# Bye, Bye RAW... now what?



## jabellar (Jul 9, 2008)

I give up... I've tried every trick suggested on the forum about how to serve it, but Castro just does not like his NV RAW Medallions. No matter how hungry he is, Castro would walk over to the food, sniff it and just walk away. Putting supplements, treats (or both) hasn't encouraged him to eat! We throw away about 8 medallions for every 4 Castro eats, and I'm at my wits end. 

I guess I'll be placing him back on Innova Puppy Kibble... How can I best transition Castro back to kibble? We had no issues transitioning to raw, but unsure on how to do it the other way. 

Again, thanks for everyone's suggestions and guidance. If it weren't for this forum, I would probably have enough dog food in my house to open up my own store.


----------



## marjrc (Jan 13, 2007)

Joann, I wouldn't worry about transitioning back to kibble. If Castro was only eating that little, then he won't have a problem. 

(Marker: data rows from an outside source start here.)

PR #1476, opened 2016-02-29
Allow more trailing commas in type parameter lists.

majjoha:
With 39c156b9aacbd9593e6cc3d1ad11df12f188ad8f, we are now allowed to use trailing commas in type parameter lists when declaring our own types, e.g. `type foo<A,B,> = bar`. However, the example below still causes an `Unexpected token` error to be thrown.

```js
// @flow
class Baz { }
class Quux { }
class Bar<K,V> { }

class Foo extends Bar<Baz,Quux,> {
}
```

This pull request essentially just adds the same conditional introduced in 39c156b9aacbd9593e6cc3d1ad11df12f188ad8f to the `type_parameter_instantiation` function which resolves the issue. Please, note that I have no prior experience with the parser code, so in case I am misunderstanding something, just let me know, and I'll do my best to fix it.

### DIFF
--- a/src/parser/parser_flow.ml
+++ b/src/parser/parser_flow.ml
@@ -705,7 +705,9 @@ end = struct
         | T_GREATER_THAN -> List.rev acc
         | _ ->
           Expect.token env T_COMMA;
-          params env acc
+          if Peek.token env = T_GREATER_THAN
+          then List.rev acc
+          else params env acc
 
       in fun env ->
           let start_loc = Peek.loc env in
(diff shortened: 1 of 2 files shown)


jeffmo:
Doh! I assumed these two things used the same util function... I should've tested both.

Thanks! And in the spirit of not making that mistake again: Would you mind adding some tests for classes (class-level and extends-level), interfaces, and functions?

`class Foo<A,B,> extends Bar<C,D,> {}`
`interface Foo<A,B,> {}`
`function f<A,B,>() {}`

(in case it's not already obvious: Parser tests run separately from the main flow tests and use the makefile under src/parser/ -- `cd src/parser; make test`)

jeffmo:
Thanks!

majjoha:
No worries!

There are other raw products on the market, though I imagine you're tired of trying. Don't blame you one bit! lol Innova Puppy is a good food.


----------



## Pixiesmom (Jul 31, 2008)

marjrc said:


> Joann, I wouldn't worry about transitioning back to kibble. If Castro was only eating that little, then he won't have a problem.
> 
> There are other raw products on the market, though I imagine you're tired of trying. Don't blame you one bit! lol Innova Puppy is a good food.


Marj-
What about canned? Is it ok for a daily meal? I bought Pixie some Merrick and she really likes it. She free feeds on her kibble. I'm not sure how many feed canned-it doesn't seem like many do.

Beth and Pixie Puff


----------



## Scooter's Family (May 23, 2008)

We caved and bought some canned food this weekend. Scooter was refusing kibble for days and days, then he wouldn't even drink so we gave up. We bought several cans of Evo in different flavors and we're mxing it with the kibble. He's eating now and has energy again. I didn't realize how lethargic he was becoming! We really wanted to stick with dry food for the convenience but felt too badly about the food struggle.


----------



## Leslie (Feb 28, 2007)

Tori gets canned in the rotation diet she's on.


----------



## mellowbo (Aug 12, 2007)

Mine just get the Evo Small Bites Chicken free feed. They wouldn't eat raw and I would throw tons of it away. They do like the Evo canned but when I give it to them that's all they want and then they go on a kibble hunger strike. Consequently I just stick to the kibble. Their weight, stools and energy are perfect so I can't see a reason to mess up a good thing.
Carole


----------



## juliav (Nov 21, 2006)

Joann,

Castro is not the only one who doesn't like raw, Bugsy won't touch it either and I have tried everything on the market including mixing my own. He will take a few bits and pieces when we prepare raw meat or chicken and actually seems to like it, but as soon as you serve it in the meal you can forget it! Raw is not be all, end all when it comes to feeding your dog. You can give him high quality kibble and high quality canned or you can try your hand at cooking his food. I have not met a dog yet who turned down home cooked.


----------



## Cosmosmom (Jan 12, 2007)

I feed my dogs a mixture of a healthy kibble canned food and fresh veggies and a little cooked chicken .. I used to home cook but it was just so labor intensive even though I would make large portions and freeze it . 
They seem happy and healthy on the new regime .. I would not feed them raw food as I am just not that comfortable with the food source .. 
I think you have to find what works for you .. and your pets . Cosmo was such a fussy eater and then I got Ahnold and now they are both very good eaters .. Cosmo eats the best but Ahnold is no slouch ..


----------



## CinnCinn (Mar 30, 2007)

Isn't it amazing how stressed we can get over feeding our dogs? ) I think most of us, especially with new puppies, have been right where you are. You're in good company.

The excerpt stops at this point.